--- START ---

PR #18, opened 2023-03-21
Don't try to execute directives that are already successfully executed

liam-lloyd:
Currently, nothing prevents a directive that has been successfully executed from appearing in the list of directives to execute when an account's admin directives are triggered. This would result in a confusing error, as the already executed directive would fail to execute again. To solve this problem, this commit prevents successfully executed directives from being reprocessed.


cecilia-donnelly (approved):
Very helpful, thank you!

PR #19, opened 2023-03-23
Add update endpoint for directives

liam-lloyd:
Directives need to be updateable, so we need an endpoint to update them. This commit adds one. It also updates this repo to handle all IDs as strings, even if they happen to consist of numeric digits. This is for two reasons. First, making the type of a variable `number` should communicate that it represents a mathematical quantity which either represents a real world quantity or will be involved in arithmetic. IDs don't have these qualities, they are just uniquely identifying *strings* of digits. Second, our numeric IDs are bigints in PostgreSQL, and Javascript doesn't natively support integers that large (64 bits). Thus handling IDs as strings avoids cumbersome and potenially error-prone operations to convert PostgreSQL bigints to Javascript numbers.

### DIFF
--- a/package-lock.json
+++ b/package-lock.json
@@ -1,10295 +1,8 @@
 {
   "name": "stela",
   "version": "0.0.0",
-  "lockfileVersion": 2,
+  "lockfileVersion": 1,
   "requires": true,
-  "packages": {
-    "": {
-      "name": "stela",
-      "version": "0.0.0",
-      "license": "AGPL-3.0",
-      "dependencies": {
-        "@fusionauth/typescript-client": "^1.42.0",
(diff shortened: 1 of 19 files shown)


liam-lloyd:
> This is nice! I see you only allow updating un-executed directives (hurray!) via the SQL query - what was your thinking about not including an explicit test for that? I ask because I didn't catch that restriction at first glance through the code and it would be more obvious if there was a test, but since it's enforced at the db layer I can see why we wouldn't need one.

I've added a test; I missed it because I was tracing through the paths in the code to determine my test cases and that's enforced in the SQL, but still good to test. In fact, in writing the test I noticed that that case would have come out as an Internal Server Error; I've updated it to be a Bad Request.

PR #22, opened 2023-04-21
Add deployment workflow to deploy stela to staging

liam-lloyd:
In order to make stela a full-fledged component of the Permanent backend, it needs to exist in `staging`. This commit adds a new kubernetes deployment to our dev/staging EKS cluster, with its own ingress (which is bound in AWS to api.staging.permanent.org).


liam-lloyd:
Perhaps worth noting that while we originally planned to separate dev from staging using Kubernetes namespaces, the Kubernetes docs suggested that for an application as simple as ours namespaces wouldn't be the right approach.

.github/workflows/dev_deploy.yml
```diff
@@ -52,8 +52,10 @@ jobs:
       - name: Terraform Validate
         id: validate
         run: terraform validate -no-color
+      # Note that while we do pass a value of stela_staging_image below, it won't be used because the -target option
+      # restricts terraform to just updating the dev deployment
```
cecilia-donnelly, line 56: Interesting, thanks for this. Why include the staging image then?

.github/workflows/staging_deploy.yml
```diff
@@ -0,0 +1,63 @@
...
+        env:
+          AWS_REGION: ${{ secrets.AWS_DEFAULT_REGION }}
+      - name: Terraform Init
+        id: init
+        run: terraform init
+      - name: Terraform Validate
+        id: validate
+        run: terraform validate -no-color
+      # Note that while we do pass a value of stela__image below, it won't be used because the -target option
+      # restricts terraform to just updating the staging deployment
```
cecilia-donnelly, line 58: Missing the word `dev` in this comment I believe.

cecilia-donnelly (approved):
Okay, cool! I see what you mean about this being smaller than you expected. I'm not sure how to test it - I guess make a branch that matches the naming convention for pushing to staging?

Side note: are all of these secrets in the API Key Confluence article you wrote?

.github/workflows/dev_deploy.yml
liam-lloyd: Terraform won't let us leave the variable empty

liam-lloyd:
> Okay, cool! I see what you mean about this being smaller than you expected. I'm not sure how to test it - I guess make a branch that matches the naming convention for pushing to staging?

The way to test would be to disable the restriction of staging deploys to `main` and then create a release that matches the pattern from this branch

> Side note: are all of these secrets in the API Key Confluence article you wrote?

Not all of them, the ones that are purely internal to us (like the DB URI) didn't feel like they were API keys

PR #428, opened 2019-03-20
render checksums in browser instead of requiring a download

gdams:
##### Checklist

- [ ] `npm test` passes

### DIFF
--- a/src/js/common.js
+++ b/src/js/common.js
@@ -314,3 +314,15 @@ module.exports.setRadioSelectors = () => {
     }
   }
 }
+
+global.renderChecksum = function(link) {
+  var settings = {
+    "url": `https://cors-anywhere.herokuapp.com/${link}`,
+    "method": "GET",
+  }
+  $.ajax(settings).done(function(response) {
+    var checksum = response.split(' ')[0];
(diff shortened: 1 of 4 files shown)


karianna:
I'm not sure if the value of this outweighs the weight of bringing in two more libs.

src/js/common.js
```diff
@@ -314,3 +314,15 @@ module.exports.setRadioSelectors = () => {
     }
   }
 }
+
+global.renderChecksum = function(link) {
+  var settings = {
+    "url": `https://cors-anywhere.herokuapp.com/${link}`,
```
BethGriggs: From https://github.com/Rob--W/cors-anywhere/
> A public demo of CORS Anywhere is available at https://cors-anywhere.herokuapp.com. This server is only provided so that you can easily and quickly try out CORS Anywhere

gdams: thanks @BethGriggs I'm going to have to get it to work with cors anyway so will need to investigate fixing the original issue and not hacking with https://cors-anywhere.herokuapp.com.

gdams:
closing.

PR #472, opened 2019-04-26
Change 8u official release to 8u212-b04

jerboaa:
That build includes an important performance regression fix.


jerboaa:
Thanks, Tim!

PR #496, opened 2019-05-22
Add JRE tarballs to upstream.html

jerboaa:
This also restructures the table a bit with updated styling so
it's easier to navigate with these added options.


jerboaa:
> Maybe have aarch64 as a separate column? Hard to read otherwise

Thanks, I'll look into it.

FWIW, the way forward would be to have support for this in the API and this table mess goes away entirely.

jerboaa:
Here is another attempt. This looks cleaner, I believe. Thoughts?

PR #520, opened 2019-06-27
Fix incorrect file names showing up in copied installation commands

### LINKED ISSUE #519: Hash verificaction wrong
@karianna, @gdams 

From this link https://adoptopenjdk.net/installation.html#x64_win-jre when copying the verification command using copy button the hash file to calculate the hash has the wrong target, that is, the hash file for the command is for JDK not for JRE:

If you see the command, it is OK:
`certutil -hashfile OpenJDK8U-jre_x64_windows_hotspot_8u212b04.zip SHA256`
but using the copy button:
`certutil -hashfile OpenJDK8U-jdk_x64_windows_hotspot_8u212b04.zip SHA256`

I don't know if also wrong on other targets (linux, mac, etc...).

Maybe the rest api is serving wrong data.

ParkerM:
Fixes #519, tested in IE11 and Firefox 67.

The existing method grabs text from the DOM using an injected ID param based on platform (e.g. `#java-X64_WIN`) and does not account for JDK vs JRE selection.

--- END ---

[PROBLEM REQUIREMENTS]
Count the lines of the entries above in which the string "wrote" appears. Supply the number only.

[ANSWER TO THE EXERCISE]
2